- Interactive map of Maramagambo Forest
- Location: Bushenyi District, Western Region, Uganda
- Nearest city: Bushenyi
- Governing body: Uganda Wildlife Authority National Forestry Authority

= Maramagambo Forest =

Forest in Uganda

Maramagambo Forest is located in Bushenyi district in south western region of Uganda. It adjoins the Queen Elizabeth National Park to the north. It is jointly managed by the Uganda Wildlife Authority and the National Forestry Authority.

Within the forest is a bat cave which has been the source of virulent diseases.

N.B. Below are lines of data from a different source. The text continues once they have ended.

PR #1083, opened 2024-10-11
Fix routing table association deletion

hebelsan:

/area quality
/kind bug
/platform aws

Fix cleanup of routing table associations.
If no routing table association is found, we should also check in the routing table retrieved by the client.

Fixes #

**Release note**:

```bugfix user
Fix cleanup of routing table associations
```


kon-angelo (commented):
/lgtm

kon-angelo (approved):

PR #1095, opened 2024-10-23
Enforce restriction with regards to IPv6 support

ScheererJ:

/area networking
/area robustness
/kind enhancement
/platform aws

Enforce restriction with regards to IPv6 support.

Fixes #

This check replace https://github.com/gardener/gardener/pull/10716.

**Release note**:

```other operator
Added validation to allow only IPv6-only shoot clusters, but not dual-stack as it is not supported, yet.
```

### DIFF
--- a/pkg/admission/validator/shoot_test.go
+++ b/pkg/admission/validator/shoot_test.go
@@ -312,6 +312,15 @@ var _ = Describe("Shoot validator", func() {
 				}))))
 			})
 
+			It("should allow with IPv6-only networking", func() {
+				c.EXPECT().Get(ctx, cloudProfileKey, &gardencorev1beta1.CloudProfile{}).SetArg(2, *cloudProfile)
+
+				shoot.Spec.Networking.IPFamilies = []core.IPFamily{core.IPFamilyIPv6}
+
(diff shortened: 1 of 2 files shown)


pkg/admission/validator/shoot_test.go
```diff
@@ -300,11 +300,15 @@ var _ = Describe("Shoot validator", func() {
 				c.EXPECT().Get(ctx, cloudProfileKey, &gardencorev1beta1.CloudProfile{}).SetArg(2, *cloudProfile)
 
 				shoot.Spec.Networking.Nodes = nil
+				shoot.Spec.Networking.IPFamilies = []core.IPFamily{core.IPFamilyIPv4, core.IPFamilyIPv6}
```
timebertt, line 303: Can you add a positive test case for allowing single-stack configurations?

ScheererJ: Added single-stack IPv6-only test in https://github.com/gardener/gardener-extension-provider-aws/pull/1095/commits/8894dd503369c57173b9112575fef25b6e092268.

PTAL.

timebertt (approved):

PR #1099, opened 2024-10-24
Always enable AWS load balancer controller for clusters with IPv6

ScheererJ:

/area networking
/kind enhancement
/platform aws

Always enable AWS load balancer controller for clusters with IPv6.

AWS cloud controller manager only supports purely IPv4 load balancers. It will not work in IPv6-only environments and does not offer the full functionality in dual-stack environments. Therefore, this change always enabled the fully IPv6-capable AWS load balancer controller in case a shoot cluster with IPv6 is created.

Fixes #

**Release note**:

```other operator
AWS load balancers controller is always enabled for IPv6-only and dual-stack shoot clusters.
```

In 1987, a tourist from the Netherlands was exposed to Marburg virus present in the bats that live in the volcanic tube cave and developed Marburg virus disease. Following this outbreak, the cave was closed until the construction of a viewing platform with support from the U.S. Centers for Disease Control and Prevention.

The forest is bordered by two crater lakes, Lake Kyasanduka and Lake Nyamasingiri. Many chimpanzees, red-tailed monkeys, and Bates's pygmy antelopes can be found here.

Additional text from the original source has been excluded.